Wednesday, May 24, 2006

A Run in the Woods, Part I

In the 1980's, entomologist E.O. Wilson introduced a concept known as "biophilia," a hypothesis that suggests that human beings have an instinctive bond with other living systems. The startling idea that our love of the natural world is literally melded into our hardwiring.

An aspect of my personal biophilic tenedencies (that only sounds bad) involves land. I simply love land--its topography, flora, history, human provenance, character. My desire to more deeply explore these elements led to a specialty while studying History in grad school of Environmental History and Historical Geography, two closely related methodologies, the former using traditional historical research while borrowing from diverse scientific fields in a quest to explore how humans and "nature" have interacted, while the latter being the specific study of how a place changes over time.

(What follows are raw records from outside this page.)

PR #8498, opened 2026-09-02
fix: AM-7601 decouple entrypoint sync events from data planes

wajb:
[AM-7601](https://gravitee.atlassian.net/browse/AM-7601)

- Fan entrypoint events out to all gateways to avoid the category error of filtering by data plane.
- Warm entrypoints cache per ennvironment on gateway startup to self-heal domain startup.
- Reconcile entrypoints on cloud ENVIRONMENT commands to avoid deletion/recreation churn.

## :memo: Test scenarios 
See jira.

n/a

n/a

@gravitee-io/am

[AM-7601]: https://gravitee.atlassian.net/browse/AM-7601?atlOrigin=eyJpIjoiNWRkNTljNzYxNjVmNDY3MDlhMDU5Y2ZhYzA5YTRkZjUiLCJwIjoiZ2l0aHViLWNvbS1KU1cifQ

### DIFF
--- a/gravitee-am-gateway/gravitee-am-gateway-services/gravitee-am-gateway-services-sync/src/main/java/io/gravitee/am/gateway/services/sync/SyncManager.java
+++ b/gravitee-am-gateway/gravitee-am-gateway-services/gravitee-am-gateway-services-sync/src/main/java/io/gravitee/am/gateway/services/sync/SyncManager.java
@@ -30,6 +30,7 @@ import io.gravitee.am.monitoring.DomainState;
 import io.gravitee.am.repository.management.api.DomainRepository;
 import io.gravitee.am.repository.management.api.EventRepository;
 import io.gravitee.am.monitoring.DomainReadinessService;
+import io.gravitee.am.service.EntryPointManager;
 import io.gravitee.am.common.event.EventManager;
 import io.gravitee.node.api.Node;
 import io.reactivex.rxjava3.core.Completable;
@@ -117,6 +118,10 @@ public class SyncManager implements InitializingBean, DisposableBean {
 
     @Autowired
     private DomainReadinessService domainReadinessService;
+
+    @Lazy
+    @Autowired
+    private EntryPointManager entryPointManager;
 
     private Optional<List<String>> shardingTags;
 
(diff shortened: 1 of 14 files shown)


gravitee-am-service/src/main/java/io/gravitee/am/service/impl/AbstractEntryPointManager.java
```diff
@@ -112,6 +113,25 @@ public List<Entrypoint> findAllByEnvironmentId(String environmentId) {
                 .collect(Collectors.toList());
     }
 
+    @Override
+    public Completable ensureEnvironmentLoaded(String environmentId) {
+        if (environmentId == null) {
+            return Completable.complete();
+        }
+        return Completable.defer(() -> findAllByEnvironmentId(environmentId).isEmpty()
+                ? environmentLoads.computeIfAbsent(environmentId, id -> loadEnvironment(id).cache())
```
sclarkamlab, line 122: `environmentLoads` only drops the entry on error, so once a load succeeds it sticks around forever. If that first read found nothing, the entry is a completed `Completable` and this environment can never be loaded on demand again. Line 121 already checks the cache is empty, so I think the map only needs to dedupe an in-flight read, `doFinally(() -> environmentLoads.remove(id))` would give you the sharing and keep the retry.

gravitee-am-gateway/gravitee-am-gateway-services/gravitee-am-gateway-services-sync/src/main/java/io/gravitee/am/gateway/services/sync/SyncManager.java
```diff
@@ -266,7 +271,15 @@ private Completable deployDomains() {
     }
 
     private Completable deployOne(Domain domain) {
-        return securityDomainManager.deployReactive(domain);
+        return warmEntrypointCache(domain).andThen(securityDomainManager.deployReactive(domain));
+    }
+
+    private Completable warmEntrypointCache(Domain domain) {
+        Completable warm = entryPointManager.ensureEnvironmentLoaded(domain.getReferenceId());
+        if (eventsTimeOut > 0) {
```
sclarkamlab, line 279: When this times out nothing gets logged. The `doOnError` in `loadEnvironment` is upstream of the `.cache()`, so the `TimeoutException` raised here never reaches it and `onErrorComplete()` just eats it. You end up with domains showing DEPLOYED, an empty entrypoint cache and no log line saying why, worth a `doOnError(e -> log.warn(...))` before the `onErrorComplete`.

sclarkamlab (commented):
Approach looks right to me. The null `dataPlaneId` works because both `MongoEventRepository` and `SpringEventRepository` already match `data_plane_id is null`, and the reconcile kills a lot of real churn. Main things are the cache memoisation never expiring on success, and one test that doesn't test what it says.

gravitee-am-service/src/test/java/io/gravitee/am/service/impl/AbstractEntryPointManagerTest.java
```diff
@@ -243,6 +248,79 @@ public void shouldKeepCachedEntrypointWhenReloadFails() {
...
+        cache(entrypoint);
+
+        cut.ensureEnvironmentLoaded("env#1").blockingAwait();
+
+        verifyNoInteractions(environmentRepository);
+        assertEquals(List.of(entrypoint), cut.findAllByEnvironmentId("env#1"));
+    }
+
+    @Test
+    public void shouldShareOneReadBetweenConcurrentCallers() {
```
sclarkamlab, line 310: This one isn't testing concurrency. `ensureEnvironmentLoaded` is a `defer` so `computeIfAbsent` only runs on subscribe, and `first.blockingAwait()` completes and fills the cache before `second` ever subscribes, so `second` short circuits on the `isEmpty` check. It's the same test as `shouldNotReadTheStoreAgainOnceAnEnvironmentIsLoaded`, you'd need an async source to actually overlap the two subscriptions.

sclarkamlab (approved):

PR #8515, opened 2026-09-03
test: attestation root certificates keep a valid issue (AM-7617)

sagarchauhan-qa:
[AM-7617](https://gravitee.atlassian.net/browse/AM-7617)

Six attestation root certificates are compiled into `GraviteeWebAuthnOptions`, and nothing looks at their expiry dates. An expired one used to fail the `webAuthn` bean at start-up and stop security domains deploying; AM-7055 made that non-fatal, so it is now dropped from the trust set silently instead. Neither the expiry nor the drop is reported.

- Every attestation root identity keeps a valid certificate
- No identity's last certificate expires within 90 days

One new file, `GraviteeWebAuthnOptionsTest`. No production code touched. Pure JUnit, so it runs in `junit_tests` on every PR.

## :memo: Test scenarios
See jira.

n/a

**Why identities and not certificates.** Asserting all six load goes red immediately — only five do:

| Constant | Expires | Subject |
|---|---|---|
| `ANDROID_KEYSTORE_ROOT` | 2036-01-06 | `CN=Android Keystore Software Attestation Root` |
| `ANDROID_KEYSTORE_ROOT_1` | **2026-05-24 — expired** | `serialNumber=f92009e853b6b045` |
| `ANDROID_KEYSTORE_ROOT_2` | 2034-11-18 | `serialNumber=f92009e853b6b045` |
| `ANDROID_KEYSTORE_ROOT_3` | 2036-11-13 | `serialNumber=f92009e853b6b045` |
| `ANDROID_KEYSTORE_ROOT_4` | 2042-03-15 | `serialNumber=f92009e853b6b045` |
| `ANDROID_KEYSTORE_ROOT_5` | 2035-07-15 | `CN=Key Attestation CA1` |

`ROOT_1` through `ROOT_4` are rotated issues of one Google hardware root, so `ROOT_1` lapsing costs nothing while three successors remain valid. Counting identities catches an identity losing its **last** certificate — the point attestation silently stops validating — and ignores retired issues by design. `ROOT_1` is deliberately left in place.

Verification, sources and the coverage survey are on [AM-7617](https://gravitee.atlassian.net/browse/AM-7617). The other half of this P1 — that a domain still deploys when a root has expired — needs a running gateway and is [AM-7618](https://gravitee.atlassian.net/browse/AM-7618).

@gravitee-io/am

[AM-7617]: https://gravitee.atlassian.net/browse/AM-7617?atlOrigin=eyJpIjoiNWRkNTljNzYxNjVmNDY3MDlhMDU5Y2ZhYzA5YTRkZjUiLCJwIjoiZ2l0aHViLWNvbS1KU1cifQ
[AM-7617]: https://gravitee.atlassian.net/browse/AM-7617?atlOrigin=eyJpIjoiNWRkNTljNzYxNjVmNDY3MDlhMDU5Y2ZhYzA5YTRkZjUiLCJwIjoiZ2l0aHViLWNvbS1KU1cifQ

### DIFF
--- a/gravitee-am-gateway/gravitee-am-gateway-handler/gravitee-am-gateway-handler-core/src/test/java/io/gravitee/am/gateway/handler/vertx/auth/webauthn/GraviteeWebAuthnOptionsTest.java
+++ b/gravitee-am-gateway/gravitee-am-gateway-handler/gravitee-am-gateway-handler-core/src/test/java/io/gravitee/am/gateway/handler/vertx/auth/webauthn/GraviteeWebAuthnOptionsTest.java
@@ -1,0 +1,114 @@
+/**
+ * Copyright (C) 2015 The Gravitee team (http://gravitee.io)
+ *
+ * Licensed under the Apache License, Version 2.0 (the "License");
+ * you may not use this file except in compliance with the License.
+ * You may obtain a copy of the License at
+ *
+ *         http://www.apache.org/licenses/LICENSE-2.0
+ *
+ * Unless required by applicable law or agreed to in writing, software
+ * distributed under the License is distributed on an "AS IS" BASIS,
+ * WITHOUT WARRANTIES OR CONDITIONS OF ANY KIND, either express or implied.
+ * See the License for the specific language governing permissions and
+ * limitations under the License.
+ */
+package io.gravitee.am.gateway.handler.vertx.auth.webauthn;
+
+import org.junit.jupiter.api.Test;
+
+import java.security.cert.X509Certificate;
+import java.time.Duration;
+import java.time.Instant;
+import java.util.List;
+import java.util.Map;
+import java.util.stream.Collectors;
+
+import static org.assertj.core.api.Assertions.assertThat;
+
+/**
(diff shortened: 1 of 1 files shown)


wajb (commented):
I'm not sure we need to do anything more to cover expiry tbh. We already log when certs are dropped, including by expiry [here](https://github.com/gravitee-io/gravitee-access-management/blob/master/gravitee-am-gateway/gravitee-am-gateway-handler/gravitee-am-gateway-handler-core/src/main/java/io/gravitee/am/gateway/handler/vertx/auth/webauthn/GraviteeWebAuthnOptions.java#L244-L259). It can actually be too noisy which is why I think the stacktrace was removed by default.

Also, testing for expiry is just a time bomb that doesn't help with anything already in production. (The root certs vertx provides aren't covered here either.) I think the logs are probably a better signal, where we could potentially include the exception message if we want the cause to be more visible.

sagarchauhan-qa:
Thanks @wajb. Agreed - closing this. The startup log already tells the operator, and a build-time warning doesn't help anything already released. AM-5812 is the right fix: loading the certs from a file means a replacement doesn't need a new AM build, which removes the failure mode rather than warning about it.

PR #8516, opened 2026-09-03
fix: AM-7612 enabling system mode is irreversible

wajb:
[AM-7612](https://gravitee.atlassian.net/browse/AM-7612)

Under `repositories.system-cluster-resticted` mode, prevent disabling of Mongo IDP "use system cluster" option once enabled. Previously this was only guarded for an IDP that was _created_ under restricted mode, leaving a gap for existing IDPs where inadvertent disabling of the mode could never be undone.

Bring attention to this fact by adding disclaimers to the console UI:
- A hint during IDP creation that "use system cluster" cannot be updated once set (restricted mode only)
- A recommendation onscreen to use datasource instead

Additionally, to draw more attention to the guidance, this markup is now shown onscreen during IDP creation.

## :memo: Test scenarios 
See jira.

#### Mongo IDP data plane guidance
image

#### Augmented "use system cluster" warning hint
image

n/a

@gravitee-io/am 

[AM-7612]: https://gravitee.atlassian.net/browse/AM-7612?atlOrigin=eyJpIjoiNWRkNTljNzYxNjVmNDY3MDlhMDU5Y2ZhYzA5YTRkZjUiLCJwIjoiZ2l0aHViLWNvbS1KU1cifQ

### DIFF
--- a/gravitee-am-service/src/main/java/io/gravitee/am/service/idp/SystemClusterIdpPolicy.java
+++ b/gravitee-am-service/src/main/java/io/gravitee/am/service/idp/SystemClusterIdpPolicy.java
@@ -32,6 +32,9 @@ import java.util.Optional;
  * provider id. Only providers created under this regime are affected, so an existing provider keeps
  * working whatever the setting becomes later.
  *
+ * <p>Under that regime a provider's use of the system cluster is settled at creation, whether or not
+ * the platform pinned it.
+ *
  * @author GraviteeSource Team
  */
 @Component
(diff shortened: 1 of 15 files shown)


gravitee-am-service/src/main/java/io/gravitee/am/service/idp/SystemClusterIdpPolicy.java
```diff
@@ -66,14 +71,28 @@ public void applyOnUpdate(IdentityProvider stored, IdentityProvider identityToUp
...
+            rejectSystemClusterDisable(identityToUpdate);
             return;
         }
         rejectSystemClusterSwitch(identityToUpdate);
     }
 
+    // Leaving the regime puts the provider back on the connection settings of the form, while the
+    // users it authenticates stay behind in the system cluster.
+    private void rejectSystemClusterDisable(IdentityProvider identityToUpdate) {
+        if (!isEligible(identityToUpdate)) {
```
leleueri: question: should we prevent the update if the "system-cluster-restricted" is disabled ? I know it may bring some confusion but in the same time, this is the current behaviour... 🤔

wajb: Limiting the change to restricted mode actually simplifies the logic a lot and removes the need for the confirmation prompt (the "use system cluster" option is symmetrical and immutable only in restricted mode). Yes, let's preserve existing behaviour otherwise.

leleueri (approved):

All ecosystems have a story, but my primary interest lies with the Grand Prairie Section of my home in Illinois, to which I try and apply my historical training to better understand. On my many runs through the woods, the main question often framed in my mind is: "Just what am I looking at and experiencing?" Further, how have these landscapes come about and where do we go from this point? I hear from environmentallly minded folks all the time suggesting that we in the Midwest destroyed an entire prairie ecosystem in the matter of a few decades, and are in the process of desertifying what currently exists. In a way, yes, it is true, the tallgrass prairie/oak dominated lowlands are gone, almost entirely cultivated and logged since the mid-1800's (I did an entire thesis on this, but the details will be spared for now) but the fact is that all ecosystems are in a perpetual state of change.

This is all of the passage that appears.